Amanda Kifferly, director of security and vice president for abortion access at the Delaware County Women’s Center in Upland, Pennsylvania, saw the effects of the administration’s actions firsthand last year: Two people pardoned by Trump were among a half-dozen who allegedly set false appointments at the clinic, then stormed the building and refused to leave, according to the NAF report and criminal complaints obtained by MS NOW. The complaints note that three of the participants poured “an unknown liquid and salt-like substance” around the facility. All patients who were scheduled that day were nonetheless able to receive abortions, Kifferly said, and the protesters were arrested and charged with defiant trespass. The defendants ultimately pleaded no contest, according to a spokesperson for the Delaware County district attorney’s office.
But some providers still feel as though they are under siege.
“We live daily with the discomfort that they will return,” Kifferly said of the protesters, adding that staff at her facility no longer feel they can rely on officials for justice or protection.
Responding clinics also reported a half-dozen blockades — physical, and in some states illegal, obstructions by anti-abortion demonstrators aimed at preventing staff and patients from accessing care. The blockades occurred at abortion clinics across Wisconsin, Kansas, Tennessee and Texas, according to NAF. That surge came after Randall Terry, who pioneered mass clinic blockades in the 1980s and 1990s, told MS NOW he hopes to revive a nationwide campaign of physical confrontations at abortion clinics in light of the Trump administration’s pledge not to prosecute FACE Act violations.
Fonteno said she is taking Terry’s plans seriously.
“We could absolutely see a return to the pre-FACE era of large scale blockades,” she said.
As the threats persist nationally, healthcare clinics are fighting to stay open. A dozen abortion clinics closed between March 2024 and the end of 2025, according to a February report released from the Guttmacher Institute, an abortion rights research and policy organization.

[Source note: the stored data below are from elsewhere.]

PR #3801, opened 2019-10-11
Provide macro for exporting functions from wasm

bkchr:
The macro generates the functions with the signature we expect for wasm
functions. This macro is useful for tests where we need to call into
wasm. Parameter passing is done by SCALE encoding the input and output
parameters.

CC @lamafab

### DIFF
--- a/core/executor/runtime-test/src/lib.rs
+++ b/core/executor/runtime-test/src/lib.rs
@@ -5,48 +5,23 @@
 #[cfg(feature = "std")]
 include!(concat!(env!("OUT_DIR"), "/wasm_binary.rs"));
 
-use rstd::{vec::Vec, slice, vec};
+#[cfg(not(feature = "std"))]
+use rstd::{vec::Vec, vec};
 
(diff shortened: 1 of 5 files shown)


core/executor/runtime-test/src/lib.rs
```diff
@@ -5,48 +5,23 @@
 #[cfg(feature = "std")]
 include!(concat!(env!("OUT_DIR"), "/wasm_binary.rs"));
 
-use rstd::{vec::Vec, slice, vec};
+#[cfg(not(feature = "std"))]
+use rstd::{vec::Vec, vec};
```
andresilva: I guess this is only needed under `no-std` because the macro below only expands under `no-std`. Would it make more sense to have the macro just use the full path to `rstd::vec::Vec` instead of relying on this import?

bkchr: The macro does not rely on this, the functions defined in this file depend on this. So, this is fine to include here.

PR #3802, opened 2019-10-11
node: re-use testnet genesis spec for staging testnet

andresilva:
We have two different chain specs staging and testnet which are rather similar. I've made slight changes to the testnet genesis so that we can reuse that code when defining staging chain spec (used in flaming fir and under `--chain staging`).

### DIFF
--- a/node/cli/src/chain_spec.rs
+++ b/node/cli/src/chain_spec.rs
@@ -117,83 +117,19 @@ fn staging_testnet_config_genesis() -> GenesisConfig {
 	)];
 
 	// generated with secret: subkey inspect "$secret"/fir
-	let endowed_accounts: Vec<AccountId> = vec![
+	let root_key: AccountId = hex![
 		// 5Ff3iXP75ruzroPWRP2FYBHWnmGGBSb63857BgnzCoXNxfPo
-		hex!["9ee5e5bdc0ec239eb164f865ecc345ce4c88e76ee002e0f7e318097347471809"].unchecked_into(),
-	];
+		"9ee5e5bdc0ec239eb164f865ecc345ce4c88e76ee002e0f7e318097347471809"
+	].unchecked_into();
 
-	const ENDOWMENT: Balance = 10_000_000 * DOLLARS;
-	const STASH: Balance = 100 * DOLLARS;
+	let endowed_accounts: Vec<AccountId> = vec![root_key.clone()];
 
-	GenesisConfig {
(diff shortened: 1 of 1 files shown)


test-utils/chain-spec-builder/Cargo.toml
```diff
@@ -5,7 +5,10 @@ authors = ["Parity Technologies <admin@parity.io>"]
 edition = "2018"
 
 [dependencies]
-clap = { version = "~2.32.0", features = ["yaml"] }
+ansi_term = "0.12.1"
+clap = { version = "~2.32.0" }
```
bkchr:
```suggestion
```

It is not used anymore? Or does structopt requires it?

test-utils/chain-spec-builder/Cargo.toml
```diff
@@ -5,7 +5,10 @@ authors = ["Parity Technologies <admin@parity.io>"]
...
+keystore = { package = "substrate-keystore", path = "../../core/keystore" }
 node-cli = { path = "../../node/cli" }
 primitives = { package = "substrate-primitives",  path = "../../core/primitives" }
-substrate-service = { path = "../../core/service" }
+rand = "0.7.2"
+structopt = "0.2.0"
```
bkchr:
```suggestion
structopt = "0.3.3"
```

Use latest.

test-utils/chain-spec-builder/src/main.rs
```diff
@@ -1,49 +1,275 @@
...
+	file.write_all(json.as_bytes())
+		.map_err(|err| err.to_string())?;
+
+	Ok(())
 }
 
 fn main() {
-	let json = generate_chain_spec();
-	println!("{}", json);
+	let code = match run() {
```
bkchr: Please use this https://doc.rust-lang.org/edition-guide/rust-2018/error-handling-and-panics/question-mark-in-main-and-tests.html

test-utils/chain-spec-builder/Cargo.toml
andresilva: The reason I did this was because we're using `structopt = "0.2.0"` elsewhere, and I didn't want to add a new version. Might make sense to update structopt everywhere if it's easy.

test-utils/chain-spec-builder/Cargo.toml
andresilva: Not sure, need to check but probably not needed.

PR #3804, opened 2019-10-11
Avoid key collision for child trie

cheme:
Update 11/11/19, this PR will revert to initial approach where unique id is provided by the srml storage.


cheme:
Closing in favor of #4162

PR #3805, opened 2019-10-11
Fix Typo

c410-f3r:
The `chain::error::FutureResult` doc is currently referring to the wrong structure.


andresilva:
Thanks for the PR!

Meanwhile, medication abortions prescribed through telehealth are surging. As the abortion provisions change, with patients traveling further for in-person care or taking abortion pills at home, anti-abortion protesters are also adapting: Anecdotal evidence from providers featured in the NAF report suggests an increase in digital harassment, in which abortion opponents threaten providers online and flood clinics’ phone lines and inboxes to prevent patients from making appointments.
“To see how there was that surge of digital harassment and that providers are carrying this experience home with them is really concerning,” Fonteno said.
Late last year in Kansas, abortion opponents overloaded the phone lines of Trust Women, a clinic in Wichita, with thousands of automated messages on two separate days in September and December, according to the NAF report. In Colorado last spring, after Boulder Valley Health Center announced a youth sex education program, the facility fielded more than 65,000 calls, emails and social media messages after they were targeted by prominent right-wing online commentators, including Libs of TikTok. The reproductive healthcare clinic received messages and phone calls for more than a month, while in-person anti-abortion demonstrations amassed outside, according to Christie Burkhart, director of facilities and infrastructure operations.
The sex education program was ultimately canceled due to safety concerns, Burkhart said. But abortion services have continued despite ongoing protests.
“Abortion providers and abortion staff are the most resilient folks I’ve ever worked with,” she told MS NOW. “And we’re not going away anytime soon.”